*Instructions for the task*: Your answer must be one number: the count of lines below that include "leave".

*Material for the task*:

PR #520, opened 2022-08-17
CORE-5939 crypto config schema

alexey-kadyrov-r3:
Defined the new crypto schema


data/config-schema/src/main/resources/net/corda/schema/configuration/cryptoLibrary/1.0/corda.cryptoLibrary.json
```diff
@@ -5,6 +5,406 @@
   "description": "Configuration schema for the crypto library subsection.",
   "type": "object",
   "properties": {
-    "additionalProperties": true
-  }
+    "cryptoConnectionFactory": {
+      "description": "Settings for database connections factory's cache of EntityManagerFactory(s)",
+      "type": "object",
+      "default": {},
+      "properties": {
```
charlieR3, line 12: Could nest this under `cache` to align with `signingService`

data/config-schema/src/main/resources/net/corda/schema/configuration/cryptoLibrary/1.0/corda.cryptoLibrary.json
```diff
@@ -5,6 +5,406 @@
...
+          "type": "object",
+          "default": {},
+          "properties": {
+            "maxAttempts": {
+              "description": "Maximum attempts to process a message",
+              "type": "integer",
+              "default": 3
+            },
+            "waitBetweenMills": {
+              "description": "Timeouts between attempts in milliseconds, if the number of value less than intervals then the last item is repeated",
```
charlieR3:
```suggestion
              "description": "Time between attempts in milliseconds, if the number of values is less than attempts then the last item is repeated",
```

data/config-schema/src/main/resources/net/corda/schema/configuration/cryptoLibrary/1.0/corda.cryptoLibrary.json
```diff
@@ -5,6 +5,406 @@
...
```
charlieR3:
```suggestion
              "description": "Time between attempts in milliseconds, if the number of values is less than attempts then the last item is repeated",
```

data/config-schema/src/main/resources/net/corda/schema/configuration/cryptoLibrary/1.0/corda.cryptoLibrary.json
```diff
@@ -5,6 +5,406 @@
...
```
charlieR3:
```suggestion
              "description": "Time between attempts in milliseconds, if the number of values is less than attempts then the last item is repeated",
```

data/config-schema/src/main/resources/net/corda/schema/configuration/cryptoLibrary/1.0/corda.cryptoLibrary.json
```diff
@@ -5,6 +5,406 @@
...
+                "name",
+                "masterKeyPolicy",
+                "capacity",
+                "supportedSchemes",
+                "categories",
+                "cfg"
+              ]
+            }
+          },
+          "additionalProperties": false        }
```
charlieR3, line 405: Formatting

charlieR3 (dismissed):
Some comments added. Approved as I don't think they're major.

data/config-schema/src/main/resources/net/corda/schema/configuration/cryptoLibrary/1.0/corda.cryptoLibrary.json
```diff
@@ -5,6 +5,406 @@
...
+        "expireAfterAccessMins": {
+          "description": "Expiration time in minutes for cached EntityManagerFactory",
+          "type": "integer",
+          "default": 5
+        },
+        "maximumSize": {
+          "description": "Maximum number of cached EntityManagerFactory",
+          "type": "integer",
+          "default": 3
+        }
```
driessamyn, line 22: Slightly separate to this PR actually, but I don't think caching of db connections and EMFs should happen at the component level. Instead we should do this centrally as the same connections are used by multiple components.
So I'm not too keen on having this on the config schema.

data/config-schema/src/main/resources/net/corda/schema/configuration/cryptoLibrary/1.0/corda.cryptoLibrary.json
alexey-kadyrov-r3: The service which provides the connections is more global than the signing service only, it's used in other places

charlieR3 (approved):

data/config-schema/src/main/resources/net/corda/schema/configuration/cryptoLibrary/1.0/corda.cryptoLibrary.json
driessamyn: CC @mnesbit , WDYT ^ ?

My worry is if components each have their own cache of connections, it'll be very hard to tune this as vnode connections, for example, are used across different components, so all these caches will be fighting eachother when a central cache would make more sense.

alexey-kadyrov-r3: I would prefer that to be central as well

PR #522, opened 2022-08-18
CORE-5402 Trusted Root Certificates - Retrieve certificates and pass to verification library

mbrkic-r3:
- Updated net.corda.data.certificates.rpc schemas to support requesting all certificates for specific tenant

### DIFF
--- a/data/avro-schema/src/main/resources/avro/net/corda/data/certificates/rpc/request/CertificateRpcRequest.avsc
+++ b/data/avro-schema/src/main/resources/avro/net/corda/data/certificates/rpc/request/CertificateRpcRequest.avsc
@@ -6,7 +6,7 @@
   "fields": [
     {
       "name": "tenantId",
-      "doc": "'p2p', 'rpc-api', or holding identity identity ID.",
+      "doc": "'p2p', 'rpc-api', 'codesigner', or holding identity identity ID.",
       "type": "string"
     },
     {
--- a/data/avro-schema/src/main/resources/avro/net/corda/data/certificates/rpc/request/RetrieveCertificateRpcRequest.avsc
+++ b/data/avro-schema/src/main/resources/avro/net/corda/data/certificates/rpc/request/RetrieveCertificateRpcRequest.avsc
@@ -6,8 +6,11 @@
   "fields": [
     {
       "name": "alias",
-      "doc": "The certificate alias.",
-      "type": "string"
+      "doc": "The certificate alias. If null, all certificates (for specified tenant) will be retrieved",
+      "type": [
+        "string",
+        "null"
+      ]
     }
   ]
 }
--- a/data/avro-schema/src/main/resources/avro/net/corda/data/certificates/rpc/response/CertificateRetrievalRpcResponse.avsc
+++ b/data/avro-schema/src/main/resources/avro/net/corda/data/certificates/rpc/response/CertificateRetrievalRpcResponse.avsc
@@ -2,15 +2,15 @@
   "type": "record",
   "name": "CertificateRetrievalRpcResponse",
   "namespace": "net.corda.data.certificates.rpc.response",
-  "doc": "RPC operations response with a certificate chain.",
+  "doc": "RPC operations response with a collection of certificates.",
   "fields": [
     {
       "name": "certificates",
-      "doc": "The certificates in PEM format.",
-      "type": [
-        "string",
-        "null"
-      ]
+      "doc": "Collection of certificates encoded in PEM format.",
+      "type": {
+        "type": "array",
+        "items": "string"
+      }
     }
   ]
 }
--- a/gradle.properties
+++ b/gradle.properties
@@ -7,7 +7,7 @@ cordaProductVersion = 5.0.0
 # NOTE: update this each time this module contains a breaking change
 ## NOTE: currently this is a top level revision, so all API versions will line up, but this could be moved to
 ##   a per module property in which case module versions can change independently.
-cordaApiRevision = 158
+cordaApiRevision = 159
 
 # Main
 kotlinVersion = 1.7.10


data/avro-schema/src/main/resources/avro/net/corda/data/certificates/rpc/request/CertificateRpcRequest.avsc
```diff
@@ -6,7 +6,7 @@
   "fields": [
     {
       "name": "tenantId",
-      "doc": "'p2p', 'rpc-api', or holding identity identity ID.",
+      "doc": "'p2p', 'rpc-api', 'codesigner', or holding identity identity ID.",
```
alexey-kadyrov-r3, line 9: What's the `codesigner` tenant?

mbrkic-r3: It will be used for code signing certs (packaging verification), see https://r3-cev.atlassian.net/wiki/spaces/CB/pages/3560505628/Decision+Log (2022 08 10)

driessamyn: Tenant ID is a wrong name in this case (it should be cert type), but I think we said this would be refactored later on.

dimosr: I had a chat with @charlieR3 about this that will probably come up as part of the refactoring. But, I think both might be needed. Tenant ID really corresponds to the tenant ID under which the private key for the corresponding certificate is stored under (might not apply to all the certificates, so it could become optional with the new changes). Certificate type is a separate piece of information. It is possible one can be inferred from the other, but not 100% sure whether that's better than retaining both as the mapping logic might end up being quite complicated and hard to maintain.

dimosr: without having deep understanding of that use-case, I got the impression this is a case where we don't store the corresponding private key. So, it might make sense to have the tenant-id be empty. But, in that case, we'd need to introduce the extra column (e.g. cert type) for information purposes. Makes me wonder should we do that now (not sure how much work it would be)?

alexey-kadyrov-r3: Am I right assuming that in C5 the certs tale (and service) will hold certificates belonging to "entities" (as persons, organisations, etc.) which are not transacting members but involved in signing the CPIs?

alexey-kadyrov-r3: If so then @dimosr is right we cannot use the tenant concept and be better with the type or the tenant being null

driessamyn: In this usecase, the "tenant" is the cluster, but I thought that was the same for RPC, for example, and IIRC from the conversation last week we thought that because this is the cluster-wide table (not the VNode one), this would be the case for all certs.
What slightly concerns me is that the docs also mention "holding identity identity ID". Shouldn't those be in the vnode DB?

alexey-kadyrov-r3: The tenancy assumes some kind of ownership and operations on behalf of the tenant (in other places ownership of the private key and signing). If we just store those certs and using them as authentication/validation of entities then there is no notion of tenancy here, as we don't go beyond that, so I would be reluctant to use the tenant id here

driessamyn: What is a tenant? And do we need to add this to https://r3-cev.atlassian.net/wiki/spaces/CB/pages/1843101750/Corda+5+Glossary?

Tenant to me sounds like it is related to an identity, but in the list we have values like "P2P" and "RPC-API". To me, this sounds more like type of certs. But I'm still confused why Holding Identity ID is also a possible option as I wouldn't expect that to be in the cluster DB, but rather be in the VNode DB.

mbrkic-r3: Tenant is definitely not the right name for code signing use case. Code signing certificate is a cluster wide certificate that has a specific purpose, it's a trusted certificate for packaging signature verification. I guess we'll also have other cluster wide certificates for different purposes. This PR is just a temporary workaround in order to reuse existing code but, as written in the decision log, proper solution and required refactoring should be done later with https://r3-cev.atlassian.net/browse/CORE-6130

alexey-kadyrov-r3: > What is a tenant?

Anything which delegates to crypto library to handle its private keys - like members (vnodes) or platform systems where each system is separate tenant

alexey-kadyrov-r3: > And do we need to add this...

Probably as that is exposed in the current shape of our RPC API, but in it probably should be called there as `crypto tenant`

dimosr: > What slightly concerns me is that the docs also mention "holding identity identity ID". Shouldn't those be in the vnode DB?

I think this is how it is. The requests are routed differently depending on the tenant ID. For cluster-level tenants (e.g. p2p , rpc-api), requests are sent to the cluster DB. For holding ID tenants, requests are sent to the vnode DB.

dimosr: speaking of which made me think.. seems like tenant-id started as an isolation term for the crypto processor, but it is now being used in a wider context (e.g. DB routing for cert storage). We could leave it as-is for now and refactor it as part of the other ticket on the membership team's backlog as it might require some more thinking.

However, I want to emphasise that tenant ID is much more than just a determinant of the certificate type.

alexey-kadyrov-r3: Yes, the tenant id is defined only for crypto processor.

driessamyn: Discussing this further with @mbrkic-r3 last night, I'm not sure we actually need this change in api.
We only need the certificates from the DB worker, when validating a CPI, so it doesn't make sense to use this Kafka API to fetch them.

mbrkic-r3:
As per comment above, certificates for packaging verification won't be retrieved via Kafka so I'm closing this PR

PR #525, opened 2022-08-23
CORE-6335 cleaned up crypto API

alexey-kadyrov-r3:


charlieR3 (dismissed):

charlieR3 (dismissed):

application/src/main/kotlin/net/corda/v5/application/crypto/HashingServiceUtils.kt
```diff
@@ -0,0 +1,47 @@
...
+ *
+ * @param str The algorithm name followed by a delimiter and the sequence of hexadecimal digits that represents a digest.
+ *
+ * @throws IllegalArgumentException The input string does not contain the expected number of hexadecimal digits, or it contains
+ * incorrectly-encoded characters.
+ *
+ * @see SecureHash.create
+ */
+@Suppress("TooGenericExceptionCaught")
+fun HashingService.create(str: String): SecureHash {
```
mnesbit: I think we generally refer to this as parse on other objects

alexey-kadyrov-r3: The name was left from C4 but anyway I've renamed it as well as SecureHash.create

mnesbit (approved):
OK

ronanbrowne (approved):
LGTM

PR #526, opened 2022-08-23
CORE-5375: vnode db reset

benmcmahon100:
https://github.com/corda/corda-runtime-os/pull/1943


data/avro-schema/src/main/kotlin/net/corda/data/chunking/PropertyKeys.kt
```diff
@@ -6,4 +6,6 @@ object PropertyKeys {
      * Boolean property specifying whether same data content can re-upload again
      */
     const val FORCE_UPLOAD = "forceUpload"
-}
\ No newline at end of file
+    const val RESET_DB = "resetDb"
```
vkolomeyko, line 12: Might be worth putting some comments for the purpose of those properties.

data/avro-schema/src/main/resources/avro/net/corda/data/virtualnode/VirtualNodeDBResetRequest.avsc
```diff
@@ -0,0 +1,19 @@
...
+      "name": "holdingIdentityShortHashs",
+      "type": {
+        "type": "array",
+        "items": "string"
+      }
+    },
+    {
+      "name": "updateActor",
+      "type": "string",
+      "doc": "ID of RPC user that requested the virtual node state update.."
```
vkolomeyko:
```suggestion
      "doc": "ID of RPC user that requested the virtual node state update."
```

data/avro-schema/src/main/resources/avro/net/corda/data/virtualnode/VirtualNodeDBResetRequest.avsc
```diff
@@ -0,0 +1,19 @@
+{
+  "type": "record",
+  "name": "VirtualNodeDBResetRequest",
+  "namespace": "net.corda.data.virtualnode",
+  "fields": [
+    {
+      "name": "holdingIdentityShortHashs",
```
vkolomeyko:
```suggestion
      "name": "holdingIdentityShortHashes",
```

data/avro-schema/src/main/resources/avro/net/corda/data/virtualnode/VirtualNodeDBResetResponse.avsc
```diff
@@ -0,0 +1,14 @@
+{
+  "type": "record",
+  "name": "VirtualNodeDBResetResponse",
+  "namespace": "net.corda.data.virtualnode",
+  "fields": [
+    {
+      "name": "holdingIdentityShortHashs",
```
vkolomeyko:
```suggestion
      "name": "holdingIdentityShortHashes",
```

vkolomeyko:
This PR is in conflicted state and need to be resolved.
Also I am wondering if this PR represents a breaking change... Looks like we are just additing new message types, therefore we can merge this ahead of/independently from: https://github.com/corda/corda-runtime-os/pull/1943

vkolomeyko (approved):
LGTM

data/avro-schema/src/main/kotlin/net/corda/data/chunking/PropertyKeys.kt
```diff
@@ -6,4 +6,12 @@ object PropertyKeys {
...
-}
\ No newline at end of file
+    /**
+     * Boolean property specifying whether the vnode databases should be deleted and recreated
+     */
+    const val RESET_DB = "resetDb"
+    /**
+     * String property specifying the RPC actor that made the request
+     */
+    const val ACTOR = "actor"
```
sprintengine, line 16: Ok, but seems strange to have actor as a property rather than as a String on these APIs seeing as it seems to be mandatory - we seem to always set it in forceCpiUpload and uploadCpi, and CpiValidatorImpl has a validation check to make sure its set. 

It would require changing a lot of places to do this so happy enough to go with this approach using property instead.

PR #528, opened 2022-08-24
CORE-5735 Cleaned up application API

owenstanford:
Removing unimplemented APIs from the application


charlieR3 (dismissed):
`membership` changes LGTM.

JamesHR3 (dismissed):
This looks about right in terms of what we're removing (possibly we don't need `HashingService` yet? That needs a bit more discussion though). I suspect you're behind the API version curve though.

lankydan (dismissed):

JamesHR3 (approved):

PR #530, opened 2022-08-25
NOTICK: Remove superfluous inline UntrustworthyData.unwrap() method.

chrisr3:
Declare `UntrustworthyData.Validator` to be a Kotlin functional interface so that Kotlin can use it to generate lambdas. This allows us to remove the inline extension method, and hence make `UntrustworthyData.fromUntrustedWorld` private too.

### DIFF
--- a/gradle.properties
+++ b/gradle.properties
@@ -7,7 +7,7 @@ cordaProductVersion = 5.0.0
 # NOTE: update this each time this module contains a breaking change
 ## NOTE: currently this is a top level revision, so all API versions will line up, but this could be moved to
 ##   a per module property in which case module versions can change independently.
-cordaApiRevision = 162
+cordaApiRevision = 163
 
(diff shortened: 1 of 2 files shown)


gradle.properties
```diff
@@ -7,7 +7,7 @@ cordaProductVersion = 5.0.0
 # NOTE: update this each time this module contains a breaking change
 ## NOTE: currently this is a top level revision, so all API versions will line up, but this could be moved to
 ##   a per module property in which case module versions can change independently.
-cordaApiRevision = 162
```
JamesHR3, line 10: Do you need to update the API version number? Does this cause any breaking changes?

JamesHR3: Never mind - I missed the second PR :)

JamesHR3 (approved):

PR #532, opened 2022-08-25
NOTICK: Allow Crypto functions to be invoked from Java.

chrisr3:
Remove Kotlin types from Crypto API signatures and apply `@JvmStatic` annotations, allowing them to be invoked from Java.

Note also that Java doesn't support Kotlin's default parameters either :wink:


alexey-kadyrov-r3 (approved):
LGTM

chrisr3:
> LGTM

Thanks, I'll just check my composite build still works before merging it :wink:

PR #536, opened 2022-08-28
CORE-6384: Add capability to publish to a S3 Bucket 

ronanbrowne:
Add capability to publish to a S3 Bucket to the corda-api submodule. 

Other submodules are already catered for by the logic in corda-gradle-internal plugin however this submodule uses custom publishing logic and does not consume the r3 publish plugin.

Longer term this should be refactored into corda-gradle-internal plugins, however this requires a larger re work of that logic .Tech debt Jira for this [here](https://r3-cev.atlassian.net/browse/CORE-6425)

### DIFF
--- a/corda-api/build.gradle
+++ b/corda-api/build.gradle
@@ -60,6 +60,7 @@ dependencies {
     }
 }
 
+
 publishing {
     publications {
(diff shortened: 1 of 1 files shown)


yarivus (approved):
LGTM

PR #538, opened 2022-08-29
CORE-6420 extracting crypto api extensions

alexey-kadyrov-r3:
* Moved DigestAlgorothm and DigestAlgorithmFactory to a new `crypto-extensions` API module
* Removed BackoffStrategy from API


chrisr3 (commented):
This is a new _and small_ API module, and so this is the _perfect_ time to reimplement it in Java instead of Kotlin. And _not least_ because both `DigestAlgorithm` and `DigestAlgorithmFactory` contain `val` properties which we are inviting third parties to implement:
```kotlin
interface DigestAlgorithm {
    val algorithm: String

    val digestLength: Int
```
Converting these to Java later would be a _breaking API change_ because Kotlin only allows a  `val` to override / implement another `val`. (See [KT-6653](https://youtrack.jetbrains.com/issue/KT-6653).)

This bundle's OSGi metadata also includes:
```
Export-Package: net.corda.v5.crypto.extensions;uses:=kotlin;version="5.0.0"
Import-Package: java.io,java.lang,kotlin;version="[1.7,2)"
```
which means that CPKs implementing `DigestAlgorithm` will no longer resolve when Corda eventually upgrades to Kotlin 2.0. In fact, Kotlin may break this CPK before then if it drops support for decoding Kotlin 1.7 metadata. In either case, we would need to provide sandboxes with their own Kotlin bundles to fix this, but Corda API bundles written in Kotlin could only be used by one version of the Kotlin libraries.

alexey-kadyrov-r3:
I could do that in Java but that should be concerted approach otherwise it'll look strange why only one module is in Java.

charlieR3 (approved):

ronanbrowne (approved):
LGTM

PR #540, opened 2022-08-30
CORE-5735 Clean-up config schemas

owenstanford:
- Remove unused configuration schemas 
- Add missing schema properties


data/config-schema/src/main/resources/net/corda/schema/configuration/reconciliation/1.0/corda.reconciliation.json
```diff
@@ -14,28 +14,28 @@
...
-      "description": "",
+      "description": "Interval in ms between updating Kafka with missing CPI metadata compared to CPI metadata existing in the DB.",
       "type": "integer",
       "minimum": 5000,
       "maximum": 2147483647,
       "default": 30000
     },
     "configIntervalMs": {
-      "description": "",
+      "description": "Interval in ms between updating Kafka with missing Configuration sections compared to Configuration sections existing in the DB.",
```
kyriathar: Actually my bad, can we update these to: 

"Interval in ms between aligning Kafka X state with DB X state." 

to be more precise please, because reconciliation also includes updates and deletes.

owenstanford: Updated.

data/config-schema/src/main/resources/net/corda/schema/configuration/sandbox/1.0/corda.sandbox.json
```diff
@@ -4,5 +4,19 @@
...
+    "cache": {
+      "description": "Settings for sandbox caching",
+      "type": "object",
+      "default": {},
+      "properties": {
+        "size": {
+          "description": "The maximum number cached sandboxes.",
+          "type": "integer",
+          "minimum": 0,
+          "default": 2
```
mnesbit, line 17: This is only suitable for enhancing our testing, not for production so may need a think

driessamyn: The problem is that we don't have any idea of what a reasonable number is atm. (10, 100, 1000?)
From the soak tests, in the sample app used, it doesn't look like creating a sandbox has a massive impact, so I suggested we leave it at this so that we continue to stress both caching and eviction. Once we have metrics in place, we'll do some additional testing and try to come up with a sensible default. I planned that to be in the beta 1 scope.

lankydan (approved):

PR #750, opened 2022-12-19
CORE-8989 Removed unused non-nullable field that was causing the toke…

owenstanford:
BUG FIX:
Removing a field that was added by mistake in a previous commit, this field was causing the token cache to fail.


ronanbrowne (approved):
lgtm

blsemo (approved):

PR #754, opened 2022-12-20
CORE-8988 POC for using JSON instead of custom schemas with UTXO ledger

mbrkic-r3:
- Added column "json_representation" to DB table "utxo_transaction_output".
- Added function "toJsonRepresentation" to ContractState.


ledger/ledger-utxo/src/main/kotlin/net/corda/v5/ledger/utxo/ContractState.kt
```diff
@@ -18,4 +18,6 @@ import java.security.PublicKey
 @CordaSerializable
 interface ContractState {
     val participants: List<PublicKey>
+
+    fun toJsonRepresentation(): String? = null
```
lankydan, line 22: I know this is a POC, but we might want to pass in a `JsonMarshallingService` into this. This means that users can define a separate POJO that represents the JSON representation of their state and can leverage the Jackson object mapper functionality inside the `JsonMarshallingService`.

My downside to that is naming though, in that `JsonMarshallingService` might want to become `JsonSerializer`, `JsonMapper` or `JsonService` instead since I'm not sure its "marshalling" anymore.

For now we can leave this just there for discussion.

*Problem solution*: 3